Stored data entries
Issue #127, opened 2026-09-12
Feature Request - Archive all cards in this list


impronta48:
This is a feature I use a lot, much easier than "select multi - select all - archive all"

<img width="687" height="619" alt="Image" src="https://github.com/user-attachments/assets/edca194e-452d-4fbe-b517-cd59f04da357" />

aktasfatih:
:tada: This issue is fixed in version 0.31.0 :tada:

The release notes are on [GitHub](https://github.com/aktasfatih/kanso/releases/tag/v0.31.0).

If Kanso saves you time, consider [sponsoring its development](https://github.com/sponsors/aktasfatih) — it’s an AGPL solo project and sponsorships keep it maintained. 💜

Your semantic-release bot :package::rocket:

Issue #126, opened 2026-09-12
When choosing a collaborator the tooltip overlaps


impronta48:
the name of the selected person is under the tooltip

<img width="573" height="664" alt="Image" src="https://github.com/user-attachments/assets/cd416f03-489d-47e1-9512-19cbe5739bd3" />

aktasfatih:
:tada: This issue is fixed in version 0.31.0 :tada:

The release notes are on [GitHub](https://github.com/aktasfatih/kanso/releases/tag/v0.31.0).

If Kanso saves you time, consider [sponsoring its development](https://github.com/sponsors/aktasfatih) — it’s an AGPL solo project and sponsorships keep it maintained. 💜

Your semantic-release bot :package::rocket:

PR #128, opened 2026-09-13
feat: address three reported issues, plus the bugs found fixing them

### LINKED ISSUE #125: Page Title should follow Board title
It would be great that the page title would follow the board Title like

Personal | Kanso | Nextcloud

This is useful when you have bookmarks of your boards for quick access

aktasfatih:
## Reported by users

- **Browser tab title now names the board / card / list you're on** (#125). There was no title machinery at all — the tab read `Kanso - Nextcloud` on every route. New `usePageTitle` composable captures Nextcloud's own server-rendered title once at module load and maintains a stack of claims, wired into 14 views. The suffix is captured rather than hardcoded (the app name is translatable and the instance name is themable), and the separator is core's ` - `.
- **The avatar tooltip no longer covers the collaborator's name** (#126). Not a z-index bug: `NcAvatar`'s tooltip in @nextcloud/vue 9 is a plain native `title=`, anchored at the cursor, duplicating the name 8px away. Flipped `disable-tooltip` on the four avatars that sit beside their own name and moved the title onto the ellipsized name span — which also makes a truncated name readable for the first time.
- **Archive every card in a column from one menu entry** (#127). Reuses the existing bulk endpoint; the backend delta is one enum value (`unarchive`) plus a short case, which also makes the pre-existing bulk-archive-selected undoable.

## Bugs found while doing the above

- **A selection of more than 100 cards failed every bulk action** with a 400. `MAX_CARDS = 100` is a hard server cap but the client never chunked, and shift-range select has no limit. One chunker now serves both the selection actions and the column actions.
- **Changing any setting silently cleared your "default board on start."** `PUT /api/settings` wrote `default_board` unconditionally while each toggle sends only its own key. Reproduced live (`440` → `null`). Fixed with an `array_key_exists` check on the raw body — deliberately not the repo's existing `getParam` sentinel, which is `isset`-based and would have broken the legitimate "clear my default board" action.
- **A deleted board was never actually deleted.** `deletedAt` was a tombstone with no purge and no restore, so rows and attachment bytes lived forever unreachable. Now a declarative cascade over the board-scoped tables (derived by scanning all 62 migrations, with a test that fails when a new table goes unclassified), bytes swept outside the transaction, reaped by a batched cron job after 30 days.
- **Pruning the change log orphaned its detail rows instance-wide, forever.** `change_details` has no `board_id` and no `card_id`, so once its parent was pruned nothing could ever reach it. Child-first delete going forward, plus a bounded one-off background job that drains the existing backlog and then stops.
- **Board statistics showed the bare app name and "Stack 12" bars** on a hard load, because it peeked the query cache non-reactively instead of running a board query.
- **An auto-archive rule could not be widened back to the whole board**, despite the API's own docblock promising it — same `isset`-based sentinel root cause.

## Docs and infrastructure

- **The README was telling people Kanso isn't on the App Store** (it has been since August) and that **the tarball isn't signed** (it is). Installation now leads with the App Store; the language list is derived from `l10n/` behind a CI drift guard; a dozen shipped-but-undocumented features (attachments, time tracking, custom fields, CalDAV, Trello/CSV import, public sharing, reminders, backups, templates, saved filters, swimlanes) are now listed — each verified reachable, with half-built sub-paths deliberately left unclaimed.
- **A static landing page** plus a Pages deploy workflow. **Pages is not enabled** — that's a repo setting, left for a human: Settings → Pages → Source → GitHub Actions.
- **The dev stack's `/push` proxy survives container recreation.** It was configured by `docker exec` into the running container, so any `docker compose up -d` silently wiped it while Nextcloud kept advertising the push capability — advertised-but-dead, which red-lined six unrelated e2e specs locally.

## Verification

Every card was implemented by a worker that ran the gates itself and **proved its tests non-vacuous by mutation** — breaking the fix, confirming the test goes red, restoring. That caught real problems: the archive-rule tests were vacuous (they stubbed `getParam` to return `null` for the "key present" case, which the real accessor never does), and one worker's inherited diff had a mutation edit left unreverted that would have shipped the bug intact under a comment claiming otherwise.

PHPUnit 2093 → 2136. psalm and php-cs-fixer clean throughout. No `<version>` bump — the migrations land unbumped per the release rule.

Closes #125, #126, #127


aktasfatih:
:tada: This pull request is included in version 0.31.0 :tada:

The release notes are on [GitHub](https://github.com/aktasfatih/kanso/releases/tag/v0.31.0).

REQUIRED WORK:
Tally up the lines holding the string "instance" in the data above, and respond with nothing but the number.

FINISHED TASK:
2